- Third-quarter earnings better than expected
- Net interest margin improves slightly
- Loan losses remain limited, litigation and conduct costs subdued
- Net asset value grows
- Shares are the most highly valued among those of the big five FTSE 100 banks
“The big US banks have generally pleased investors with their third-quarter results and Lloyds has got the reporting season here in the UK off to a good start, with a pre-tax profit of £1.8 billion for the July-to-September period, 12% better than analysts had been expecting,” says AJ Bell investment director Russ Mould. “Net interest margins rose very slightly, loan losses remained subdued, as did conduct costs, and robust profits underpin the bank’s generous cash return to shareholders, whose only real concern at the moment may be the stock’s valuation, which is the highest among the big five FTSE 100 lenders on the basis of both earnings and book value.
“Pre-tax income came in almost exactly flat against the third quarter of a year ago at £1.8 billion, to handily exceed analysts’ forecasts of £1.6 billion. In the absence of any economic upset or fresh litigation and conduct concerns Lloyds is producing consistent profits, although investors will be keeping an eye on the Budget and also the Financial Conduct Authority’s investigation into discretionary commission arrangements (DCA) and their potential future impact.
Source: Company accounts
“In the latter case, the bank has already taken a £450 million provision and there could in theory be more to come, but for the moment conduct costs and loan losses remain lowly.
“Net interest income and net interest margins are stabilising, to provide further support for profits, although the trajectory of the Bank of England base rate and bond yields could have a say here, even allowing for Lloyds’ use of hedges to mitigate the impact of lower headline borrowing costs.
“Net interest income came in at £3.1 billion and net interest margin at 2.95%, slightly higher than in the second quarter.
Source: Company accounts
“Both figures were well down from their respective peaks of £4.4 billion and 3.22% in the fourth quarter of 2022 and analysts do not expect much by way of profit growth, thanks to the apparent downward trend for interest rates, competition between established and challenger lenders, regulatory pressure and lingering concerns over the trajectory of the UK economy – loan and deposit growth remains limited, after all.
Source: Company accounts
“Despite the better-than-expected outcome for the third quarter, chief executive Charlie Nunn is not upgrading profit expectations for the year and analysts continue to expect lower profits in 2024 before a modest rebound in 2025.

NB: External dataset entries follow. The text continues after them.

PR #926, opened 2022-04-28
Update/democracy

ysfkel:
## Issue
*Fork latest version and replace our existing fork (diff is too big to upgrade)
Have both our multi-currency fork and native one on the runtimes to avoid being stuck by our fork*

## Checklist


dzmitry-lahoda (dismissed):

frame/democracy/README.md
```diff
@@ -1,40 +1,135 @@
...
+- [`Call`](https://docs.rs/pallet-democracy/latest/pallet_democracy/enum.Call.html)
 
-#### Changes
+## Overview
 
-- Proposals are identified by their hash + AssetId.
-- Voting is performed using the proposals AssetId to identify what token to lock.
-- During dispatching, GovernanceRegistry is used to lookup the associated Origin.
-- Different Currency traits are used, such as MutateHold.
-- Orml traits MultiCurrency, MultiLockableCurrency and MultiReservableCurrency are used to support multiple assets.
```
dzmitry-lahoda, line 12: please document WHY fork is different from original and please ad hash number into docks you forked from

frame/assets-registry/Cargo.toml
```diff
@@ -3,7 +3,7 @@ authors = ["Composable Developers"]
 edition = "2021"
 homepage = "https://composable.finance"
 name = "pallet-assets-registry"
-version = "0.1.0"
+version = "0.0.1"
```
KaiserKarel, line 6: why are we updating this in this PR?

frame/assets/src/tests/traits.rs
```diff
@@ -320,7 +320,7 @@ mod multicurrency {
 
 		#[test]
 		fn test_minimum_balance_implementation(
-			account in accounts(),
+			_account in accounts(),
```
KaiserKarel, line 323: same here, why is this changing?

frame/democracy/Cargo.toml
```diff
@@ -27,9 +27,9 @@ serde = { version = "1.0.136", optional = true, features = ["derive"] }
 sp-io = { default-features = false, git = "https://github.com/paritytech/substrate", branch = "polkadot-v0.9.18" }
 sp-runtime = { default-features = false, git = "https://github.com/paritytech/substrate", branch = "polkadot-v0.9.18" }
 sp-std = { default-features = false, git = "https://github.com/paritytech/substrate", branch = "polkadot-v0.9.18" }
+orml-tokens = { git = "https://github.com/open-web3-stack/open-runtime-module-library", rev = "2b5d4ce1d08fb54c0007c2055653892d2c93a92e", default-features = false }
```
KaiserKarel, line 30: I think orml-tokens only needs to be a dev-dependency right? Or are we using it in the benches? Then we can still put it behind the benchmarking flag

frame/assets/src/tests/traits.rs
ysfkel: It is not used and the linter is complaining and suggesting the _ for unused variables. I guess it should be removed if it is not intended to be used?

frame/assets-registry/Cargo.toml
ysfkel: Updated now , will push , I though it was the fix to some dependency issue

frame/democracy/Cargo.toml
ysfkel: There was a build error with orml-tokens under dev-dependencies, that fixed it, moved it to dev-dependencies , its fixed now

frame/democracy/README.md
ysfkel: @dzmitry-lahoda  does the comment on line 12 satisfy why it is forked ? "Orml traits MultiCurrency, MultiLockableCurrency and MultiReservableCurrency are used to support multiple assets." or what additions do you suggest ? 

Please explain this "hash number into docks you forked from"

frame/democracy/Cargo.toml
ysfkel: it is used in the test runtime

frame/assets/src/tests/traits.rs
ysfkel: I have removed it altogether , it is unused

frame/democracy/README.md
ysfkel: Pushed new commit with democracy commit hash and url

dzmitry-lahoda (approved):

frame/democracy/Cargo.toml
```diff
@@ -4,37 +4,37 @@ description = "FRAME pallet for democracy with multi currency support"
 edition = "2018"
 homepage = "https://composable.finance"
 license = "Apache-2.0"
-name = "pallet-democracy"
+name = "pallet-multicurrency-democracy"
```
KaiserKarel, line 7:
```suggestion
name = "pallet-multitenant-democracy"
```

KaiserKarel: Or pallet-multi-democracy

frame/democracy/src/benchmarking.rs
```diff
@@ -29,21 +29,22 @@ use frame_system::{Pallet as System, RawOrigin};
...
 fn assert_last_event<T: Config>(generic_event: <T as Config>::Event) {
 	frame_system::Pallet::<T>::assert_last_event(generic_event.into());
 }
 
 fn funded_account<T: Config>(name: &'static str, index: u32) -> T::AccountId {
 	let caller: T::AccountId = account(name, index, SEED);
-	//T::Currency::make_free_balance_be(&caller, BalanceOf::<T>::max_value());
+	// T::Currency::make_free_balance_be(&caller, BalanceOf::<T>::max_value());
 	caller
 }
```
KaiserKarel, line 49: dus the `account` function add funding?

frame/democracy/src/conviction.rs
```diff
@@ -1,6 +1,6 @@
 // This file is part of Substrate.
```
KaiserKarel, line 1:
```suggestion

```

frame/democracy/src/lib.rs
```diff
@@ -1232,13 +1193,26 @@ pub mod pallet {
 			let now = <frame_system::Pallet<T>>::block_number();
 			let (voting, enactment) = (T::VotingPeriod::get(), T::EnactmentPeriod::get());
 			let additional = if who == provider { Zero::zero() } else { enactment };
-			ensure!(now >= since + voting + additional, Error::<T>::TooEarly);
+			ensure!(
+				now >= since.saturating_add(voting).saturating_add(additional),
+				Error::<T>::TooEarly
+			);
```
KaiserKarel, line 1199: Not needed to add in this PR, but chrono has methods on time structs so that you can do:

```
ensure!( since.is_before(now), Error::<T>::TooEarly )
```

@PoisonPhang you reckon we should add an Extension trait to composable_support to implement this for `Moment`?

frame/democracy/src/benchmarking.rs
ysfkel: not clear about this ?

frame/democracy/Cargo.toml
ysfkel: fixed this, moved to dev-dependency and updated feautures

ysfkel:
Worked on this ticket to add proptests and rebased main. requires reviews

ysfkel:
Rebased main. requires review

frame/assets/src/lib.rs
```diff
@@ -99,7 +99,6 @@ pub mod pallet {
 	use frame_system::{ensure_root, ensure_signed, pallet_prelude::OriginFor};
 	use orml_traits::GetByKey;
 	use sp_runtime::DispatchError;
-
```
KaiserKarel, line 102: why remove this line?

frame/democracy/src/lib.rs
```diff
@@ -528,20 +502,11 @@ pub mod pallet {
...
 	>;
 
-	/// Accounts for which there are locks in action which may be removed at some point in the
-	/// future. The value is the block number at which the lock expires and may be removed.
-	///
-	/// TWOX-NOTE: OK ― `AccountId` is a secure hash.
-	#[pallet::storage]
-	#[pallet::getter(fn locks)]
-	pub type Locks<T: Config> = StorageMap<_, Twox64Concat, T::AccountId, T::BlockNumber>;
-
```
KaiserKarel, line 538: Why did we remove the Locks? Howcome those are not necessary when going multicurrency?

frame/democracy/src/lib.rs
```diff
@@ -528,20 +502,11 @@ pub mod pallet {
...
 	/// True if the last referendum tabled was submitted externally. False if it was a public
 	/// proposal.
 	// TODO: There should be any number of tabling origins, not just public and "external"
 	// (council). https://github.com/paritytech/substrate/issues/5322
 	#[pallet::storage]
-	// Usage of ValueQuery was audited by parity and allowed for now.
```
KaiserKarel, line 544: Please leave a comment describing why we use ValueQuery

frame/democracy/src/lib.rs
```diff
@@ -1866,31 +1843,34 @@ impl<T: Config> Pallet<T> {
...
+				let err_amount = T::NativeCurrency::unreserve(&provider, deposit);
+				debug_assert!(err_amount.is_zero());
+				Self::deposit_event(Event::<T>::PreimageUsed {
+					proposal_hash: proposal_id.hash,
+					provider,
+					deposit,
+				});
+
+				let res = proposal
+					.dispatch(frame_system::RawOrigin::Root.into())
```
KaiserKarel, line 1855: We need to use the governance registry for this, we cannot simply dispatch using Root for any AssetId. Please have a look at how the previous fork of the democracy pallet handles this. Alternatively, we can get rid of the governance registry, and instead convert the AssetId to an AccountId, and use that to dispatch.

KaiserKarel: that would allow us to deprecate the governance-registry

frame/democracy/src/tests/cancellation.rs
```diff
@@ -18,79 +18,94 @@
...
 use super::*;
+use frame_support::traits::{fungible::Mutate as FungibleMutet, fungibles::Mutate};
+
+proptest! {
+	#![proptest_config(ProptestConfig::with_cases(1000))]
+
+	#[test]
+	fn cancel_referendum_should_work(
+	asset_id in valid_asset_id(),
+	balance1 in valid_amounts_without_overflow_1()) {
```
KaiserKarel, line 29: why call this `balance1`

frame/democracy/src/tests/fast_tracking.rs
```diff
@@ -19,33 +19,56 @@
...
+					tally: Tally { ayes: 0, nays: 0, turnout: 0 },
+				})
+			);
+		});
+	}
+
+	#[test]
+	fn fast_track_referendum_fails_when_no_simple_majority(
+		asset_id in valid_asset_id(),
+		balance1 in valid_amounts_without_overflow_1()) {
```
KaiserKarel, line 61: why call this balance1?

KaiserKarel (changes requested):
I'm still not seeing tests which actually verify that our multi-tenancy is correct. Furthermore, the way we dispatch the proposal right now is incorrect. See my comments

frame/democracy/src/benchmarking.rs
ysfkel: ill just remove it , it was part of the original tests that came from the substrate repo, they commented it out that way

ysfkel: I mean part of the previous democracy , ill update and push

ysfkel: I just pushed an update , removed funded_account and called account directly

frame/democracy/src/lib.rs
ysfkel: That should be from the merge, the latest substrate democracy pallet does not use it

frame/democracy/src/lib.rs
ysfkel: The latest substrate democracy pallet changed to ValueQuery, should we add more comments ?

frame/democracy/src/lib.rs
ysfkel: Okay , I'm lookt at that and make necessary updates to this

frame/democracy/src/tests/cancellation.rs
ysfkel: ill update this and push

frame/democracy/src/benchmarking.rs
ysfkel: l'll update this and

frame/democracy/src/tests/fast_tracking.rs
ysfkel: l'll update this and push

frame/democracy/src/lib.rs
ysfkel: This has been resolved

frame/democracy/src/tests/fast_tracking.rs
ysfkel: this has been resolved

frame/democracy/src/tests/cancellation.rs
ysfkel: this has been resolved

frame/assets/src/lib.rs
ysfkel: Thats from IDE onsave, ill update

frame/democracy/src/lib.rs
KaiserKarel: Yeah we internally find ValueQuery dangerous, so at least add a comment that it is used because substrate has it.

frame/democracy/src/lib.rs
KaiserKarel: Why not start out this PR from the latest code then, which means we have far fewer diffs?

frame/assets/src/lib.rs
ysfkel: this has been resolved

frame/democracy/src/lib.rs
ysfkel: you mean to get the latest substrate democracy pallet ?

frame/democracy/src/lib.rs
ysfkel: ill update

benluelo:
Will re-add the benchmarks label once the PR is passing all tests

hussein-aitlahcen:
There are commits which are basically unresolved conflicts from a rebase, i.e. accepted and staged conflicts...

ysfkel:
> I'm not entirely sure why we have some commits named `conflicts` and `rebase` if you rebased, as fixing the conflicts is done WHILE rebasing and does not involve pushing anything AFTER having rebased 🤔

There were some issues from the IDE in displaying the rebase, the markings were broken and had to fix those manually

ysfkel:
> I'm still not seeing tests which actually verify that our multi-tenancy is correct. Furthermore, the way we dispatch the proposal right now is incorrect. See my comments

  - The vote function does not accept asset_id, so test cases checking for correct asset_id are not possible.
  - The second test you suggested earlier which checks for reducing the balance of the asset can b achieved, however 
       looking at the code for  [try_vote here](https://github.com/paritytech/substrate/blob/158cdfd1a43a122f8cfbf70473fcd54a3b418f3d/frame/democracy/src/tests.rs#L274 ) and the corresponding test written by the substrate team, it looks like the first check in the try_vote function which appears to compare balances of the same asset will never fail, in their case, it compares the balance of the native asset to the same, as it can be seen in the aye function [here](https://github.com/paritytech/substrate/blob/158cdfd1a43a122f8cfbf70473fcd54a3b418f3d/frame/democracy/src/tests.rs#L274 ), it returns the native asset balance for the specified user, which is the same user calling executing vote. and try_vote compares this same native asset balance with itself, so it is comparing `fee_balance(userA) <= free_balance(userA) `
which is always true,  so im not sure what this comparison is trying to achieve. perhaps you can provide more insight on this .

ysfkel:
> > I'm still not seeing tests which actually verify that our multi-tenancy is correct. Furthermore, the way we dispatch the proposal right now is incorrect. See my comments
> 
> * The voting functionality is tested by the voting.rs tests, thats was not converted to proptest 
> * The vote function does not accept asset_id, so test cases checking for correct asset_id are not possible.
> * The second test you suggested earlier which checks for reducing the balance of the asset can b achieved, however
>   looking at the code for  [try_vote here]
>   (https://github.com/paritytech/substrate/blob/158cdfd1a43a122f8cfbf70473fcd54a3b418f3d/frame/democracy/src/lib.rs#L1366 ) and the corresponding test written by the substrate team, it looks like the first check in the try_vote function which appears to compare balances of the same asset will never fail, in their case, it compares the balance of the native asset to the same, as it can be seen in the aye function [here](https://github.com/paritytech/substrate/blob/158cdfd1a43a122f8cfbf70473fcd54a3b418f3d/frame/democracy/src/tests.rs#L274), it returns the native asset balance for the specified user, which is the same user calling executing vote. and try_vote compares this same native asset balance with itself, so it is comparing `fee_balance(userA) <= free_balance(userA) `
>   which is always true,  so im not sure what this comparison is trying to achieve. perhaps you can provide more insight on this .  I think an explanation of the purpose of  vote configuration `AccountVote<BalanceOf<T>>` will clear this up, it seens like the sender of the

ysfkel:
> There were some issues from the IDE in displaying the rebase, the markings were broken and had to fix those manually

There were some issues from the IDE in displaying the rebase conflicts properly, the markings were broken and had to fix those manually because the IDE didn't pick them up. I am paying attention to such the IDE errors now

KaiserKarel:
> > I'm still not seeing tests which actually verify that our multi-tenancy is correct. Furthermore, the way we dispatch the proposal right now is incorrect. See my comments
> 
> * The voting functionality is tested by the voting.rs tests . [this is one test](https://github.com/ComposableFi/composable/blob/31a24b3647fb8abcc0a7766c44284a9095616b3c/frame/democracy/src/tests/voting.rs#L60) that tests voting on a referendum
> * Also added [this test](https://github.com/ComposableFi/composable/blob/31a24b3647fb8abcc0a7766c44284a9095616b3c/frame/democracy/src/tests/public_proposals.rs#L164) to ensure propose, vote and remove
> * The vote function does not accept asset_id, so test cases checking for correct asset_id are not possible.
> * Let me know if you have any further tests in mind

1. Looking at that test, it uses DEFAULT_ASSET, and only tests the happy path, meaning that we have no checks to see if indeed using a different asset to vote works/not works.

2. "The vote function does not accept asset_id, so test cases checking for correct asset_id are not possible.". They are, by minting a different asset into the account to check that it fails. :) Proptest is great for this, instead of hardcoding

3. I'd like to see a test that verifies that we dispatch with the origin obtained from governance registry.

ysfkel:
> added comments to indicate valuequery is used in the commit at the ti…

ysfkel:
> There are commits which are basically unresolved conflicts from a rebase, i.e. accepted and staged conflicts...

There were some issues (unexpected) from the IDE in displaying the rebase conflicts properly, the markings were broken,  fix those manually because the IDE didn't pick them.  they are resolved now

“However, next year’s advance will not return the headline pre-tax income number to the record level seen in 2023 and that could cap the shares’ upside potential, at least in the near-term, especially as they trade on the highest prospective multiple of earnings of any of the FTSE 100 banks and come on a near 20% premium to their latest tangible net asset, or book, value per share figure of 52.9p.
Source: Company accounts, Marketscreener, consensus analysts’ forecasts. Price/NAV based upon last historic published number (Q3 2024 for Lloyds, Q2 for the others).
“The good news, at least, is that net asset value per share grew again in the third quarter (although progress over the past five years has been negligible).
Source: Company accounts
“In addition, the shares could continue to draw support from the company’s dividend and share buyback plans. If analysts’ consensus forecasts of a dividend just above 3p per share for 2024 are correct, then the payment would be worth around £1.9 billion.
Source: Company accounts, Marketscreener, consensus analysts’ forecasts.
“The bank is also running a £2 billion share buyback this year, to take total cash returns to £3.9 billion, or more than 10% of its current stock market valuation.”